Saved data entries

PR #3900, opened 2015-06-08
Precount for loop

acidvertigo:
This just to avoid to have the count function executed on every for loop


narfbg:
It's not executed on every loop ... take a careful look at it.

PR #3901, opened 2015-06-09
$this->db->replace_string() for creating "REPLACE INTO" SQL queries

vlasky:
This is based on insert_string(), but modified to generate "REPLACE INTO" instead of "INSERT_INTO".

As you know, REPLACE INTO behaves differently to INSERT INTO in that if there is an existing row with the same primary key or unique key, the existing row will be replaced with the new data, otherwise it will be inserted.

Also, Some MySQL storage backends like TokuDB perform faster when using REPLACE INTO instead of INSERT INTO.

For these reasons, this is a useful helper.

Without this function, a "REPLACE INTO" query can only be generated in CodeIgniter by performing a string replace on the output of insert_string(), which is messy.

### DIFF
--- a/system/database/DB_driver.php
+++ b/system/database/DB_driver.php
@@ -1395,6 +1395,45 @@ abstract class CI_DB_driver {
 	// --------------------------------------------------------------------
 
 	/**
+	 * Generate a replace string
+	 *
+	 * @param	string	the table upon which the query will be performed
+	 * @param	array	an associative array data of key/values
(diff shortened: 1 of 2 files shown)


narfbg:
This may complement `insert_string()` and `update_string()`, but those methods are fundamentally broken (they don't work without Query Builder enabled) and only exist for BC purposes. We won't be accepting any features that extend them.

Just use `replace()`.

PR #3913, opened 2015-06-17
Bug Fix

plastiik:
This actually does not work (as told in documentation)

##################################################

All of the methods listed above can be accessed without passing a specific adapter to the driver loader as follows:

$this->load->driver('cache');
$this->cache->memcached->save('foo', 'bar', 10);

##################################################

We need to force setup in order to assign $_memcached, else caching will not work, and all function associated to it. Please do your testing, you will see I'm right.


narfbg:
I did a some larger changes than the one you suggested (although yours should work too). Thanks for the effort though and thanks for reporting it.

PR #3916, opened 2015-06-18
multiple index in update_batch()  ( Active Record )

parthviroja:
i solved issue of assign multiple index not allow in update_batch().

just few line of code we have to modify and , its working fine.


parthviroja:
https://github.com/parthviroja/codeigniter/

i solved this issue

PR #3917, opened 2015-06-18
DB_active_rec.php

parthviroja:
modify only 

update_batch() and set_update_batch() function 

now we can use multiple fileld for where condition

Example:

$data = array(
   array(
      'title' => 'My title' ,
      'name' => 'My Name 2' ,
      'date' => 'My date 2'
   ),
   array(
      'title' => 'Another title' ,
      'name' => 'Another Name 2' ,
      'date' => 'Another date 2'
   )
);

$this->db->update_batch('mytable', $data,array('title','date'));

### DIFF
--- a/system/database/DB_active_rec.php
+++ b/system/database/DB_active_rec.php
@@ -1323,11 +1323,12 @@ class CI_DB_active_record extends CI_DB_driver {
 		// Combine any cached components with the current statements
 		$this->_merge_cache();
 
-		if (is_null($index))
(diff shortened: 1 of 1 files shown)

==

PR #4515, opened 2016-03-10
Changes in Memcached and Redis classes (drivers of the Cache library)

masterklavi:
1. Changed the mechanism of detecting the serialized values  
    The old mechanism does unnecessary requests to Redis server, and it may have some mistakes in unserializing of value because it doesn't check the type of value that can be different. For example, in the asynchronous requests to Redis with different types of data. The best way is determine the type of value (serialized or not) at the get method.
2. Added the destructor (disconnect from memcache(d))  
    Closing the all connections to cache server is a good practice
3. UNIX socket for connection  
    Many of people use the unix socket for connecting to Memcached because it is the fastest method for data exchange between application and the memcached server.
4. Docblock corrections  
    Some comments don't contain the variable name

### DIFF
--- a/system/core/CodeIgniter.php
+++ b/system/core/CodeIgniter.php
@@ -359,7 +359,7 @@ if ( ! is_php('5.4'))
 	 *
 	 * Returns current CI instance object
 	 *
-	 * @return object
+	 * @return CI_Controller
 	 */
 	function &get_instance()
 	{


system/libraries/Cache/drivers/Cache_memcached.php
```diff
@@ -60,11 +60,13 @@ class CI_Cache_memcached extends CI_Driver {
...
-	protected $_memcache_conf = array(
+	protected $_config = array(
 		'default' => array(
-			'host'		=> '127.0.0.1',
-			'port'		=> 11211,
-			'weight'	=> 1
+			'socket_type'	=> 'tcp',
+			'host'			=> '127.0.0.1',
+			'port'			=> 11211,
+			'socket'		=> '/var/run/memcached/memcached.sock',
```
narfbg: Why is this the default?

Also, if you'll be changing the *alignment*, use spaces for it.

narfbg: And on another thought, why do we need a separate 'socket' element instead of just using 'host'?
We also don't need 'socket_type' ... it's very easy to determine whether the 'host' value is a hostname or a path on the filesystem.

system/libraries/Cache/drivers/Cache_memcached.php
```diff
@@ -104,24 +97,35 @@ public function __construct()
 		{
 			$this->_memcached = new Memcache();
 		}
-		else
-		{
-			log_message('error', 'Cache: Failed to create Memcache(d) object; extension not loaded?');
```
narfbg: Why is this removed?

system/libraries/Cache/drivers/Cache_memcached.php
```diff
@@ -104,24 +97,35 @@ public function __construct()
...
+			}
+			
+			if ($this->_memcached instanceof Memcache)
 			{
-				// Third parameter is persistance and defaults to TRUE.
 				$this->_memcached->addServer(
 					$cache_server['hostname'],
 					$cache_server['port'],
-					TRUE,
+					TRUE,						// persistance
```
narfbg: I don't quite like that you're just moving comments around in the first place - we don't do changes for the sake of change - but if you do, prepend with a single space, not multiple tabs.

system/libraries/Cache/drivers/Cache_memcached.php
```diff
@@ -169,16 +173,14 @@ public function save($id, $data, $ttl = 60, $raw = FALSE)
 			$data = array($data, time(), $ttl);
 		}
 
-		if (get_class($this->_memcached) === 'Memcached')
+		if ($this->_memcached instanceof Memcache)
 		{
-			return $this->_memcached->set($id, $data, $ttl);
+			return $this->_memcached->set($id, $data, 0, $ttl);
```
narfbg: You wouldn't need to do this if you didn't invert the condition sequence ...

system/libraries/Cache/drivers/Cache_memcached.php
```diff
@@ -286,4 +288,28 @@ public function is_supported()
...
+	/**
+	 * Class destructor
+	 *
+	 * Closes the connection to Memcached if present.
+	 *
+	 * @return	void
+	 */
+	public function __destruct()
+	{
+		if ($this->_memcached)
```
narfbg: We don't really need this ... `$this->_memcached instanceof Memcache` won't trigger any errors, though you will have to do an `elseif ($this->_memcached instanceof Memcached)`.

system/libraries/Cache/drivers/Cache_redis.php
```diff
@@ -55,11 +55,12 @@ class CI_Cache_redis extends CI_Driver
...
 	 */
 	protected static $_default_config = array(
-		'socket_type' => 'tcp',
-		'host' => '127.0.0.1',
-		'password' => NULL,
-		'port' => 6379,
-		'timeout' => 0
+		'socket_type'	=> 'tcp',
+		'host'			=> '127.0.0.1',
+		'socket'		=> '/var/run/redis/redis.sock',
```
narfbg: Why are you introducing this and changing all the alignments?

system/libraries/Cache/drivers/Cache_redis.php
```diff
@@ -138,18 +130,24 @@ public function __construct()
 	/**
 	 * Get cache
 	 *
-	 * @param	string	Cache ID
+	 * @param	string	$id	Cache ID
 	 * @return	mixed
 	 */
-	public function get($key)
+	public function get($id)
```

### [Your task]
The word "assign" may occur in lines of the records. Report how many such lines there are, giving only the number.

### [Solved problem]
2